Among the entries that follow, the required portion opens with the line containing "(diff shortened: 2 of 3 files shown)" and closes with the line containing "Closing in favor". Give that portion again exactly, and nothing else.
== Segment start ==
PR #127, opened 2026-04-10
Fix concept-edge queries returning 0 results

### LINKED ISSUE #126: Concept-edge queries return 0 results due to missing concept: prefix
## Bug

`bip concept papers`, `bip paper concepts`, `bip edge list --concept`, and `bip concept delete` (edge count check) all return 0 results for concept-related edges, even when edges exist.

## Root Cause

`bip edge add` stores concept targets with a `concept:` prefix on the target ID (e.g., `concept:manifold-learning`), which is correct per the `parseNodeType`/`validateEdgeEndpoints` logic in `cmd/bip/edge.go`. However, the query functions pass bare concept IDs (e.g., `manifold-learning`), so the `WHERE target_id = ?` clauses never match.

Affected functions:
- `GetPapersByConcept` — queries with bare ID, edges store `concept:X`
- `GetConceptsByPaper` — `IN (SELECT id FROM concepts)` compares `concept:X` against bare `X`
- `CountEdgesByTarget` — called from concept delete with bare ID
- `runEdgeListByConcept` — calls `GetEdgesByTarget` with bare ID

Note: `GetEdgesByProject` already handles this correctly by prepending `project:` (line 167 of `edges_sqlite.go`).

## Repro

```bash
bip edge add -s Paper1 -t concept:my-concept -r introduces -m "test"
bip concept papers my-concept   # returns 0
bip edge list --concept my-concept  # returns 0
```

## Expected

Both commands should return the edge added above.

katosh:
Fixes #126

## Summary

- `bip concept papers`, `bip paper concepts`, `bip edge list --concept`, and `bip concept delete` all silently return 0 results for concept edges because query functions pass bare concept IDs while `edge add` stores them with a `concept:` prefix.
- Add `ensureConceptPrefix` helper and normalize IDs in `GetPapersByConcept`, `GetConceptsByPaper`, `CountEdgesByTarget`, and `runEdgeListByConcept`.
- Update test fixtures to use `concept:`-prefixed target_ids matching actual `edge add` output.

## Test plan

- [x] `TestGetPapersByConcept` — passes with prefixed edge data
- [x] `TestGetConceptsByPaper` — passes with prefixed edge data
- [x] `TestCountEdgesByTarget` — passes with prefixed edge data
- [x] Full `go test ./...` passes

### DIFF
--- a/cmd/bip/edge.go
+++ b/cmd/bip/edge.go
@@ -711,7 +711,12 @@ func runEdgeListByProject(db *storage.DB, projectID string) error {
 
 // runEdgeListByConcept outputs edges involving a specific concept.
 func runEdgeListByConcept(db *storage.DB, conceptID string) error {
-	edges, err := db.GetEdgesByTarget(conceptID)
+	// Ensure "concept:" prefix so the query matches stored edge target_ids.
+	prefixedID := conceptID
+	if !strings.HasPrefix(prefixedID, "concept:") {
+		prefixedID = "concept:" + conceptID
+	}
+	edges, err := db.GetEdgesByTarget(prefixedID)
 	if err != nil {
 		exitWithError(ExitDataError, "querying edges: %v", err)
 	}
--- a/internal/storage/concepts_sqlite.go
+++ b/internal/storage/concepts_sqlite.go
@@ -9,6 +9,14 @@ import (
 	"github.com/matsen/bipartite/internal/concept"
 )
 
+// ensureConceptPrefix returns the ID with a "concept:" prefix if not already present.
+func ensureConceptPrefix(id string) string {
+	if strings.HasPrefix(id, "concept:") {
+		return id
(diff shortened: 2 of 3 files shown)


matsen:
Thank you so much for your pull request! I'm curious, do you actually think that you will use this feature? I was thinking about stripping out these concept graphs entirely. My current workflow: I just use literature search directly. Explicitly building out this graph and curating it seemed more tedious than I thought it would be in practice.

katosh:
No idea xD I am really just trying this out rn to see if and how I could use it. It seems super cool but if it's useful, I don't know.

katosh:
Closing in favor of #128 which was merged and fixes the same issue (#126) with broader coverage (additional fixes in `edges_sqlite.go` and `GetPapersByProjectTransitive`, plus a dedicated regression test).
== Segment end ==
== Segment start ==
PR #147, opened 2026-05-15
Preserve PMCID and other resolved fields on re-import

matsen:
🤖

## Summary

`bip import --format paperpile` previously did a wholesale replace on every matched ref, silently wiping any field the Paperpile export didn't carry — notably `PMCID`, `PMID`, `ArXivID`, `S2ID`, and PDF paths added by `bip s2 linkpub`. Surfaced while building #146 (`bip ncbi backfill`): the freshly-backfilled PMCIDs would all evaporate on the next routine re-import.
== Segment end ==
*Written response*:
(diff shortened: 2 of 3 files shown)


matsen:
Thank you so much for your pull request! I'm curious, do you actually think that you will use this feature? I was thinking about stripping out these concept graphs entirely. My current workflow: I just use literature search directly. Explicitly building out this graph and curating it seemed more tedious than I thought it would be in practice.

katosh:
No idea xD I am really just trying this out rn to see if and how I could use it. It seems super cool but if it's useful, I don't know.

katosh:
Closing in favor of #128 which was merged and fixes the same issue (#126) with broader coverage (additional fixes in `edges_sqlite.go` and `GetPapersByProjectTransitive`, plus a dedicated regression test).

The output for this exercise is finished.